_WHAT THE TASK ASKS_
The line containing "--- a/CHANGES" marks the end, so write out exactly every line from the top of the entries below through that one.

_DATA FOR THIS TASK_

================================

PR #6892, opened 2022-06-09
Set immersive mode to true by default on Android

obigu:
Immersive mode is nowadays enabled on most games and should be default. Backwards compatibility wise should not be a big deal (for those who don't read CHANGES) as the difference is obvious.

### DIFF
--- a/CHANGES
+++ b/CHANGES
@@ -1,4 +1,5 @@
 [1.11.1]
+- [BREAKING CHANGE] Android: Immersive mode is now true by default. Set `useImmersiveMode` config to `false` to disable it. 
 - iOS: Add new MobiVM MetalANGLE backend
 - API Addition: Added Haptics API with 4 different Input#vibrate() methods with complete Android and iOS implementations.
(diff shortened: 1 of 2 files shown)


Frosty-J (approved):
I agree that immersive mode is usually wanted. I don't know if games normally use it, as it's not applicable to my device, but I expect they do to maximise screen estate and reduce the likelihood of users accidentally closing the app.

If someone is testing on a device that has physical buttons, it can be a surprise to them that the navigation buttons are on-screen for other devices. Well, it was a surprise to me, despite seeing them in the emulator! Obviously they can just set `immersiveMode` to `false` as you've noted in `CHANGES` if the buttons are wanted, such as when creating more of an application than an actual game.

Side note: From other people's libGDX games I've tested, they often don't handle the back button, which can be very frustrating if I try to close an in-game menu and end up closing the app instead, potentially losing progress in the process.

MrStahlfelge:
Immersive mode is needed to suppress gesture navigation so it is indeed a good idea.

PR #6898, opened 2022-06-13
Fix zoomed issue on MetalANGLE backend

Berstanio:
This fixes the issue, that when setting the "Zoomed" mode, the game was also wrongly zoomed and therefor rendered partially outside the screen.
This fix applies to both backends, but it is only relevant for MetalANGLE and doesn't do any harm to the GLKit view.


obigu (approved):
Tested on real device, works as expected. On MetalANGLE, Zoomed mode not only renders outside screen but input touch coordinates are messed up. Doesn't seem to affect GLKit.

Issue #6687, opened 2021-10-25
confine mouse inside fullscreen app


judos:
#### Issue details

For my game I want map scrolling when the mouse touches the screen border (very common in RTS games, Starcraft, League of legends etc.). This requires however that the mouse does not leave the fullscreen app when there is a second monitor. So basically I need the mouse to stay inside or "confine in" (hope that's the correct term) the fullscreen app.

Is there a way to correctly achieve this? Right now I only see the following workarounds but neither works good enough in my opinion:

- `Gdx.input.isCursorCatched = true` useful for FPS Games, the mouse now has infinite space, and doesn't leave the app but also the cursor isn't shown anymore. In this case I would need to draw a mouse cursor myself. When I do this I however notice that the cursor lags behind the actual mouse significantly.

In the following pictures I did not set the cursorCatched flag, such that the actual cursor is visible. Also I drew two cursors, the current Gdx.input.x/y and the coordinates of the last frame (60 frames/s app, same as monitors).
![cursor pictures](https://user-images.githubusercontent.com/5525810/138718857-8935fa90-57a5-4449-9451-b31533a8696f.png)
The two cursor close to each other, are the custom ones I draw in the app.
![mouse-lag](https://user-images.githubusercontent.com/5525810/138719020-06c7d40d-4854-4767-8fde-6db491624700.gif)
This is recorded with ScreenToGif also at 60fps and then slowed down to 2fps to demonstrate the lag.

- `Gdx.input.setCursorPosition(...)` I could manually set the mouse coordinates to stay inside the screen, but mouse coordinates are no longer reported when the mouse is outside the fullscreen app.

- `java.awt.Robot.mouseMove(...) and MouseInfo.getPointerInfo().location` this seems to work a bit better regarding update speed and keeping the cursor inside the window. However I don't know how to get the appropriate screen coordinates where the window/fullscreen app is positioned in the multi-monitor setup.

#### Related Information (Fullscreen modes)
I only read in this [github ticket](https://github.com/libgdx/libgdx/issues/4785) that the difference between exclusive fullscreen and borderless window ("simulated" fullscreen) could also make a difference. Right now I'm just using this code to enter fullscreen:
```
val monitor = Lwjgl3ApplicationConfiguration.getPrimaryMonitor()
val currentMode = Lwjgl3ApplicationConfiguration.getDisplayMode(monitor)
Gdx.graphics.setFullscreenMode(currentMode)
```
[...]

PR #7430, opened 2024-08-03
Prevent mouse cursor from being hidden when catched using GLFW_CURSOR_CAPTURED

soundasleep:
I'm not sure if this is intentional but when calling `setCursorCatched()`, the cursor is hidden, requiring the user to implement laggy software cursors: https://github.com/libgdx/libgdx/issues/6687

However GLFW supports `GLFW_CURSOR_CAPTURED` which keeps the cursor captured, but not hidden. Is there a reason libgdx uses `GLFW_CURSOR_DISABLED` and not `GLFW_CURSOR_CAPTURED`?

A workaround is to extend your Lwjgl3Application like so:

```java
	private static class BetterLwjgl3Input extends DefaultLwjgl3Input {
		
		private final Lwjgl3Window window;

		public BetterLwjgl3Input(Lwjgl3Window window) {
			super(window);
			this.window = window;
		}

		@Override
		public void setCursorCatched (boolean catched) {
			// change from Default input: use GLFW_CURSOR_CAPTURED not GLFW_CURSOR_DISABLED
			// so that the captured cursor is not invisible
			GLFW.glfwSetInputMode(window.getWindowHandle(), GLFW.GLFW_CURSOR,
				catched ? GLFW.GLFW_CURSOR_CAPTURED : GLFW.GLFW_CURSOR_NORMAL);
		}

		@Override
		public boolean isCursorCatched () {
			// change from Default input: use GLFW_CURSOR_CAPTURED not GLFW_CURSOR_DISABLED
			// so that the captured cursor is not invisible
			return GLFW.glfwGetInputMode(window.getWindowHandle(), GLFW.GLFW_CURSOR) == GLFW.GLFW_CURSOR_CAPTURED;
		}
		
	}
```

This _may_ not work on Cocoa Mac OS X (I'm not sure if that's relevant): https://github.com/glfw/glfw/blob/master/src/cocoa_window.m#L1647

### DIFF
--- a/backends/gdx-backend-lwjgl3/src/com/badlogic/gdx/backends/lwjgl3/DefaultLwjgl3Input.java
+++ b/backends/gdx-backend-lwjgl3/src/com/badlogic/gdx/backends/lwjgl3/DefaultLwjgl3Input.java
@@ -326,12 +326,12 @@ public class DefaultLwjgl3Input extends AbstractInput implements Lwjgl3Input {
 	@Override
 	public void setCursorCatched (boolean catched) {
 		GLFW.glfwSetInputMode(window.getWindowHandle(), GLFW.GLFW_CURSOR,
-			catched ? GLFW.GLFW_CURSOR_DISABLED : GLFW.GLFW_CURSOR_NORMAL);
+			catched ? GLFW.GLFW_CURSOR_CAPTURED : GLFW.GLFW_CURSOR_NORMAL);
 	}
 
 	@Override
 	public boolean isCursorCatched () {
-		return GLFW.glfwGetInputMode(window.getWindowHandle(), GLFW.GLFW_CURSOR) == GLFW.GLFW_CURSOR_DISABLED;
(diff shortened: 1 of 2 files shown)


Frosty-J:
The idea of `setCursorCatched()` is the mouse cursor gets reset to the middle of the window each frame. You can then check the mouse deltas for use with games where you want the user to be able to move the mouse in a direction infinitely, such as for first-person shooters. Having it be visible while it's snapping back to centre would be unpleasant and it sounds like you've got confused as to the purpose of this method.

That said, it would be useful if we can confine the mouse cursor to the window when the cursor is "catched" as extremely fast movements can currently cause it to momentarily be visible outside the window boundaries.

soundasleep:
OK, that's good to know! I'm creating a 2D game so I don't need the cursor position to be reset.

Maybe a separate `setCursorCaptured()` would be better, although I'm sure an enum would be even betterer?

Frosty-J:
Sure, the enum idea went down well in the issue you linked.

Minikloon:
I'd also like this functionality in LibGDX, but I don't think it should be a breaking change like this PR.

================================

_FINAL ANSWER_
PR #6892, opened 2022-06-09
Set immersive mode to true by default on Android

obigu:
Immersive mode is nowadays enabled on most games and should be default. Backwards compatibility wise should not be a big deal (for those who don't read CHANGES) as the difference is obvious.

### DIFF
--- a/CHANGES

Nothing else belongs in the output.